Bagaimana tidak, sebagai pria yang lahir menjadi anak tunggal, memiliki keturunan adalah segalanya. Ia dididik untuk menjadi penerus, pilar yang akan menguatkan fondasi keluarga dan usaha yang telah dirintis turun-temurun.
Namun, Adelia, istri yang dinikahinya ternyata tak mampu memberikan seorang anak. Bahkan setelah bertahun-tahun dilalui, dalam hasil medis yang sehat, rahimnya tetap saja hampa.
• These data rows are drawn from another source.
PR #2539, opened 2022-04-14
Collect API metrics

gl-johnson:
### Desired Outcome

For this story we need to register REST API metrics onto the Prometheus client store. Consult the [solution design](https://github.com/cyberark/conjur/blob/040f5041fadf085e47087e4ef8286bc66e72ec74/design/telemetry/metrics_solution_design.md#conjur-http-requests) for details around the metric metadata. The general idea is to

1. Collect the metrics through custom Rack middleware. The prometheus client gem provides an [example Rack middleware](https://github.com/prometheus/client_ruby/blob/master/lib/prometheus/middleware/collector.rb) for tracing HTTP requests. This idea was used in the hackathon and expanded upon in the POC for the soluition design, so for the implementation we can crib from `lib/prometheus/custom_collector.rb` in the [diff from the POC branch](https://github.com/cyberark/conjur/compare/metrics-poc-kt#diff-963b0f7173b1dd7863e1c623cccdc5e03fba88c1ca33e1d3730ae571da2913ce).
2. Publish an event (e.g. `conjur.request`) with enough data that the subscriber can use to make the metrics updates.
3. The Prometheus subscriber for these metrics will interpret that event and make appropriate metric updates to the store. The act of adding the metrics onto the store, combined with the prior work to setup the Prometheus exporter should result in the metric being present in the scrape target endpoint `GET /metrics`.

NOTE: In the Rack middleware we need to ensure that our measurements take into account all other Rack middleware applied to a request. This means the metrics collection Rack middleware must be [first in the list](https://blog.appoptics.com/monitoring-rails-get-hidden-metrics-rails-app/#:~:text=Note%20that%20the%C2%A0Librato%3A%3ARack%C2%A0middleware%20is%20the%20very%20first%20item%20in%20the%20list%2C%20while%20my%20Rails%20app%20is%20the%20last).

A/C

e2e test cases:

lightweight test: requests made on the REST API are reflected in the response of the scrape target endpoint
pub/sub plumbing is unit tested so that when any relevant events are dispatched the expected changes are reflected on the store

### DIFF
--- a/lib/monitoring/middleware/prometheus_collector.rb
+++ b/lib/monitoring/middleware/prometheus_collector.rb
@@ -1,0 +1,60 @@
+require 'benchmark'
+require_relative '../operations.rb'
+
+module Monitoring
+  module Middleware
+    class PrometheusCollector
+      attr_reader :app
+
+      def initialize(app, options = {})
+        @app = app
+        @pubsub = options[:pubsub]
+      end
+
+      def call(env) # :nodoc:
+        trace(env) { @app.call(env) }
+      end
+
+      protected
+
+      # Trace HTTP requests
+      def trace(env)
+        response = nil
+        duration = Benchmark.realtime { response = yield }
+        record(env, response.first.to_s, duration)
+        return response
+      rescue => exception
+        operation = find_operation(env['REQUEST_METHOD'], env['PATH_INFO'])
+        @pubsub.publish(
+          "conjur.request_exception", 
+          operation: operation,
+          exception: exception.class.name,
+          message: exception
+        )
+        raise
+      end
+
+      def record(env, code, duration)
+        operation = find_operation(env['REQUEST_METHOD'], env['PATH_INFO'])
+        @pubsub.publish(
+          "conjur.request", 
+          code: code,
+          operation: operation,
+          duration: duration
+        )
+      rescue
+        # TODO: log unexpected exception during request recording
+        nil
+      end
+
+      def find_operation(method, path)
+        Monitoring::Metrics::OPERATIONS.each do |op|
+          if op[:method] == method && op[:pattern].match?(path)
+            return op[:operation]
+          end
+        end
+        return "unknown"
+      end
+    end
+  end
+end
--- a/config/initializers/prometheus.rb
+++ b/config/initializers/prometheus.rb
@@ -1,7 +1,21 @@
-  # If using Prometheus telemetry, we want to ensure that the middleware
+if Rails.application.config.conjur_config.telemetry_enabled 
+  require 'monitoring/prometheus'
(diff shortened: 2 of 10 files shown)


lib/monitoring/middleware/prometheus_collector.rb
```diff
@@ -0,0 +1,52 @@
...
+      rescue => exception
+        Monitoring::PubSub.instance.publish(
+          "conjur.request_exception", 
+          exception: exception
+        )
+        raise
+      end
+
+      def record(env, code, duration)
+        Monitoring::PubSub.instance.publish(
```
doodlesbykumbi, line 33: Thinking it might good dependency inject the pubsub. It would make unit testing a bit simpler.

lib/monitoring/middleware/prometheus_collector.rb
```diff
@@ -0,0 +1,52 @@
...
+          "conjur.request", 
+          code: code,
+          method: env['REQUEST_METHOD'],
+          path: strip_ids_from_path(env['PATH_INFO']),
```
doodlesbykumbi, line 37: In the solution design we landed on having the labels `code` and the open-spec `operation` identifier, see https://github.com/cyberark/conjur/blob/metrics-solution-design/design/telemetry/metrics_solution_design.md#conjur-http-requests. There's a reference implementation from the hackathon at  https://github.com/cyberark/conjur/blob/bdfc77a03cefd1e6667a56c10111bbefc23b61ac/lib/monitoring/metrics/endpoints.rb#L64.

doodlesbykumbi (commented):
Left some comments

lib/monitoring/middleware/prometheus_collector.rb
```diff
@@ -0,0 +1,76 @@
...
+          "conjur.request_duration", 
+          duration: duration,
+          operation: operation
+        )
+      rescue
+        # TODO: log unexpected exception during request recording
+        nil
+      end
+
+      def strip_ids_from_path(path)
```
doodlesbykumbi, line 59: This is something that the solution design unfortunately doesn't cover.

Do we still need this? For `find_operation`, if we get a match we don't care about the path and if we don't get a match then I want to think the path isn't our responsibility. That last part feels a bit negligent so maybe its best to just have the operation be `unknown`, since even if we decided to take on the responsibility the possibilities of paths are endless.

gl-johnson: Good question. To me, it seems helpful in the current implementation where we are fetching the operation from a file where there is no guarantee that it will always be in sync with the API spec. But if we are able to utilize something dynamic like `Rails.application.routes.recognize_path` then I think that need goes away. I'll do some investigating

Kekecewaan jelas terpancar dari diri Wisnu. Impiannya untuk menjadi seorang ayah, dan pria sempurna gagal karena salah dalam memilih wanita.
Cinta yang dulu selalu berkobar dalam jiwanya mendadak padam. Cintanya yang hilang membuat pria itu memilih untuk mencari wanita lain.
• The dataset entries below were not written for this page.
PR #2556, opened 2022-05-13
Add authn OIDC endpoint

mFelgate:
### Desired Outcome

### Implemented Changes

particular, consider:*

### Connected Issue/Story

### Definition of Done
merged.*

#### Changelog

  CHANGELOG update

#### Test coverage

  changes, or

#### Documentation

#### Behavior

#### Security

### DIFF
--- a/app/controllers/providers_controller.rb
+++ b/app/controllers/providers_controller.rb
@@ -1,0 +1,30 @@
+# frozen_string_literal: true
+module Authenticators
+  module Oidc
+    class ProvidersController < RestController
+      include FindResource
+      include AssumedRole
+      include CurrentUser
+
+      def index
+        # Rails 5 requires parameters to be explicitly permitted before converting
+        # to Hash.  See: https://stackoverflow.com/a/46029524
+        allowed_params = %i[account]
+        
+        render(
+          json: Contexts::Authenticators::AvailableAuthenticators.new.call(
+            role: role,
+            account: params[:account]
+          )
+        )
+        
+      end
+
+      # The v5 API currently sends +acting_as+ when listing resources
+      # for a role other than the current user.
+      def role
+        assumed_role(params[:role].presence) || assumed_role(params[:acting_as].presence)
+      end
+    end
+  end
+end
--- a/app/db/repository/authenticator_repository.rb
+++ b/app/db/repository/authenticator_repository.rb
@@ -5,13 +5,39 @@ module DB
         @resource_repository = resource_repository
       end
 
-      def find(type:, account:, service_id:)
-        return nil unless exists?(
-          type: type,
-          account: account,
-          service_id: service_id
-        )
+      def find_all(type:, account:)
+        @resource_repository.where(
+          Sequel.like(
+            :resource_id,
+            "#{account}:webservice:conjur/authn-#{type}%"
+          )
+        ).map do |webservice|
+          load_authenticator(account: account, id: webservice.id.split(':').last, type: type)
+        end
+      end
 
+      def find(type:, account:,  service_id:)
+        webservice =  @resource_repository.where(
+          Sequel.like(
+            :resource_id,
+            "#{account}:webservice:conjur/authn-#{type}/#{service_id}%"
+          )
+        ).first
+        unless webservice
+          return
+        end
+
+        load_authenticator(account: account, id: webservice.id.split(':').last, type: type)
+      end
+
+      def exists?(type:, account:, service_id:)
+        @resource_repository.with_pk("#{account}:webservice:conjur/authn-#{type}/#{service_id}") != nil
+      end
+
+      private
+
+      def load_authenticator(type:, account:, id:)
+        service_id = id.split('/')[-1].underscore.to_sym
         variables = @resource_repository.where(
           Sequel.like(
             :resource_id,
@@ -21,18 +47,15 @@ module DB
 
         args_list = {}.tap do |args|
           args[:account] = account
-          args[:service_id] = service_id
+          args[:service_id] = id.split('/')[-1].underscore.to_sym.to_s
           variables.each do |variable|
             next unless variable.secret
+
             args[variable.resource_id.split('/')[-1].underscore.to_sym] = variable.secret.value
           end
         end
 
         "Authenticator::#{type.camelize}Authenticator".constantize.new(**args_list)
-      end
-
-      def exists?(type:, account:, service_id:)
-        return @resource_repository.with_pk("#{account}:webservice:conjur/authn-#{type}/#{service_id}") != nil
       end
     end
   end
--- a/cucumber/policy/features/support/client.rb
+++ b/cucumber/policy/features/support/client.rb
@@ -109,6 +109,14 @@ class Client
     resource(uri("policies", "policy", id)).post(policy, auth_header)
   end
 
+  # Authenticator methods
+  #
+
+  # :reek:DataClump
+  def fetch_authenticators
+    resource(uri('authn-oidc', 'providers')).get(auth_header)
+  end
+
   # Resource methods
   #
   def fetch_resource(kind:, id:)
@@ -164,3 +172,4 @@ class Client
     )
   end
 end
+0
--- a/spec/app/db/repository/authenticator_repository_spec.rb
+++ b/spec/app/db/repository/authenticator_repository_spec.rb
@@ -3,12 +3,12 @@
 require 'spec_helper'
 
 RSpec.describe('DB::Repository::AuthenticatorRepository') do
-  let(:repo) { DB::Repository::AuthenticatorRepository.new() }
+  let(:repo) { DB::Repository::AuthenticatorRepository.new }
 
   describe('exists method') do
     context "with missing parameters" do
       it "returns false with no parameters" do
-        expect(repo.exists?(type: nil, account: nil, service_id: nil)).to eq (false)
+        expect(repo.exists?(type: nil, account: nil, service_id: nil)).to eq(false)
       end
 
       it "returns false with no type parameter" do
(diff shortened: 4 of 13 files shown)


app/controllers/authenticate_controller.rb
```diff
@@ -3,6 +3,60 @@
 class AuthenticateController < ApplicationController
   include BasicAuthenticator
   include AuthorizeResource
+  include CurrentUser
+  include FindResource
+  include AssumedRole
+
+  def list_authenticators
```
jvanderhoof, line 10: This method feels kind of weird here in that it's specific to OIDC, but the name doesn't give that indication.  As it's OIDC specific, what do you think about moving this into an OIDC specific controller?  

Historically we don't do this, but the `AuthenticateController` is a mess and handles a lot of authenticator specific behavior via methods.

app/controllers/authenticate_controller.rb
```diff
@@ -3,6 +3,60 @@
...
+    rescue ApplicationController::Forbidden
+      raise
+    rescue ArgumentError => e
+      raise ApplicationController::UnprocessableEntity, e.message
+    end
+
+    render(json: scope)
+  end
+
+  def authenticators(role, repo, handler, account:, service_id: nil)
```
jvanderhoof, line 31: Mind updating the positional arguments to be named arguments? They have the benefit of conveying context to the  calling code.
```suggestion
  def authenticators(role:, repository:, handler:, account:, service_id: nil)
```

app/db/repository/authenticator_repository.rb
```diff
@@ -5,34 +5,74 @@ def initialize(resource_repository: ::Resource)
...
             args[variable.resource_id.split('/')[-1].underscore.to_sym] = variable.secret.value
           end
         end
 
         "Authenticator::#{type.camelize}Authenticator".constantize.new(**args_list)
       end
 
+      def resources(role:)
+        unless role
+          return @resource_repository
```
jvanderhoof, line 50: Won't this bypass our security?  If the role isn't present, it'll return ALL resources instead of those which are visible to the requester.

app/db/repository/authenticator_repository.rb
```diff
@@ -5,34 +5,74 @@ def initialize(resource_repository: ::Resource)
...
+        end
+
+        @resource_repository.visible_to(role)
+      end
+
+      def fetch_authenticators(account:, type:, service_id:, role:)
+        puts account, type, service_id, role
```
jvanderhoof, line 57: Please remove debugging statements.

app/db/repository/authenticator_repository.rb
```diff
@@ -5,34 +5,74 @@ def initialize(resource_repository: ::Resource)
...
             next unless variable.secret
+
             args[variable.resource_id.split('/')[-1].underscore.to_sym] = variable.secret.value
           end
         end
 
         "Authenticator::#{type.camelize}Authenticator".constantize.new(**args_list)
       end
 
+      def resources(role:)
```
jvanderhoof, line 48: If we remove the behavior of a blank role (which I believe we need to, see below), this method becomes a wrapper method for `visible_to(role)`. I think we're better off removing it and pushing the `visible_to(role)` call down the `fetch_authenticators` method.

app/db/repository/authenticator_repository.rb
```diff
@@ -5,34 +5,74 @@ def initialize(resource_repository: ::Resource)
         @resource_repository = resource_repository
       end
 
-      def find(type:, account:, service_id:)
+      def find_all(type:, account:, role: nil)
```
jvanderhoof, line 8: If `role` is `nil`, will that bypass our security checks for permission?

jvanderhoof:
@mFelgate, the repository object should focus on all the CRUD actions of an authenticator. We can combine the `find` and `find_all` with something like:

```ruby
module DB
  module Repository
    class AuthenticatorRepository
      def initialize(resource_repository: ::Resource)
        @resource_repository = resource_repository
      end

      def find_all(type:, account:, role:)
        @resource_repository.visible_to(role).where(
          Sequel.like(
            :resource_id,
            "#{account}:webservice:conjur/authn-#{type}/%"
          )
        ).each do |webservice|
          load_authenticator(account: account, id: webservice.id.split(':').last, role: role, type: type)
        end
      end

      def find(type:, account:, service_id:, role:)
        webservice = @resource_repository.visible_to(role).where(
          Sequel.like(
            :resource_id,
            "#{account}:webservice:conjur/authn-#{type}/#{service_id}"
          )
        ).first
        load_authenticator(account: account, id: webservice.id.split(':').last, role: role, type: type)
      end

      private
      
      def load_authenticator(type:, account:, id:, role:)
        @resource_repository.visible_to(role).where(
          owner_id: "#{accout}:policy:#{id}"
        ).eager(:secrets).all.each do |resource|
          next unless resource.id.split(':')[1] == 'variable'

          args_list = {}.tap do |args|
            args[:service_id] = service_id
            args[:account] = account
            variables.each do |variable|
              args[variable.resource_id.split('/')[-1].underscore.to_sym] = variable.secret.value
            end
          end
          "Authenticator::#{type.camelize}Authenticator".constantize.new(**args_list)
        end
      end
   end
end
```
The argument `resource_repository` is present for dependency injection, to enable the Sequel connector to be mocked.  This will allow us unit test the above repository object.

app/controllers/authenticate_controller.rb
```diff
@@ -3,6 +3,9 @@
 class AuthenticateController < ApplicationController
   include BasicAuthenticator
   include AuthorizeResource
+  include CurrentUser
```
jvanderhoof, line 6: I don't think these are needed anymore.

app/controllers/oidc_controller.rb
```diff
@@ -0,0 +1,60 @@
+# frozen_string_literal: true
+
+class OidcController < RestController
```
jvanderhoof, line 3: Let's get this into an `Authenticators` namespace to denote its purpose.  This is accomplished by moving it into the folder `app/controllers/authenticators` and moving the above to:

```ruby
module Authenticators
  class OidcController < RestController
    ...
```

app/controllers/oidc_controller.rb
```diff
@@ -0,0 +1,60 @@
...
+  def query_role
+    params[:role].presence || params[:acting_as].presence
+  end
+
+  def options(allowed_params)
+    params.permit(*allowed_params)
+          .slice(*allowed_params).to_h.symbolize_keys
+  end
+
+  def authenticators(role:, repository:, handler:, account:, service_id: nil)
```
jvanderhoof, line 41: Let's push this logic up to a business object.  It's super hard to test here and it's causing this method to do two distinctly separate tasks (return a list of provider, returning a full provider).

app/controllers/oidc_controller.rb
```diff
@@ -0,0 +1,60 @@
...
+          name: authn.name,
+          login_url: handler.generate_login_url(authn)
+        }
+      end
+    end
+
+    authn = repository.find(role: role, account: account, type: "oidc", service_id: service_id)
+    return {} unless authn
+
+    handler.generate_login_url(authn)
```
jvanderhoof, line 58: Do we have a case where we're requesting the login for a single OIDC service id?  if not, can we get rid of this?

mFelgate: it was in the design doc for where you add a service_id to the end or the url

app/controllers/oidc_controller.rb
mFelgate: i like it, i made the changes to this new service.

app/controllers/providers_controller.rb
```diff
@@ -0,0 +1,35 @@
...
+            account: params[:account]
+          )
+        )
+        
+      end
+
+      # The v5 API currently sends +acting_as+ when listing resources
+      # for a role other than the current user.
+      def query_role
+        params[:role].presence || params[:acting_as].presence
```
jvanderhoof, line 26: This method feels a little soft from a functional perspective. What do you think about having it focus on resolving the role of the requestor (either defined or "acting as").  If we shift `assumed_role` into this method:

```suggestion
      def role
        assumed_role(params[:role].presence || params[:acting_as].presence)
      end
```
we have method which handles the resolution of the role depending on the provided parameters.

app/controllers/providers_controller.rb
```diff
@@ -0,0 +1,35 @@
...
+      end
+
+      def options(allowed_params)
```
jvanderhoof, line 29: Is this called anywhere now?

spec/app/db/repository/authenticator_repository_spec.rb
```diff
@@ -42,6 +42,210 @@
...
+        ::Role.create(
+          role_id: "rspec:policy:conjur/authn-oidc/abc123"
+        )
+        ::Resource.create(
+          resource_id: "rspec:webservice:conjur/authn-oidc/abc123",
+          owner_id: "rspec:policy:conjur/authn-oidc/abc123"
+        )
+      end
+
+      it "returns a v2 authenticator with all properties set" do
```
jvanderhoof, line 81: [Note] Looks like these tests might be related to Eric's original work.  I don't see the V2 data object in this PR.

mFelgate: yeah. i think the authenticator class he created handles that

cucumber/policy/features/support/client.rb
```diff
@@ -109,6 +109,18 @@ def replace_policy(id:, policy:)
...
 
+  # Authenticator methods
+  #
+
+  # :reek:DataClump
+  def fetch_authenticators
+    resource(uri('authn-oidc', 'providers')).get(auth_header)
+  end
+
+  def fetch_authenticator(id:)
```
jvanderhoof, line 120: Do we still need this method?

mFelgate: oh shoot, missed that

Sebagai pria tampan dan mapan, bukan hal sulit baginya untuk menarik perhatian lawan jenis. Namun, sejak dua tahun terakhir, ia melabuhkan pilihannya pada seorang wanita muda berusia dua puluh tiga tahun, yang merupakan karyawannya sendiri.
Di mata Wisnu, sosok gadis itu sangat berbeda dan sangat menarik. Perbedaan usia tiga belas tahun pun tak cukup untuk meredam hasrat dan keinginan Wisnu, agar bisa menjalin hubungan terlarang bersamanya.
Dua tahun ia sembunyikan semuanya rapat-rapat. Namun, kini, rahasia itu terancam pecah. Sang kekasih datang membawa kabar kehamilan, dan menuntut tanggung jawab.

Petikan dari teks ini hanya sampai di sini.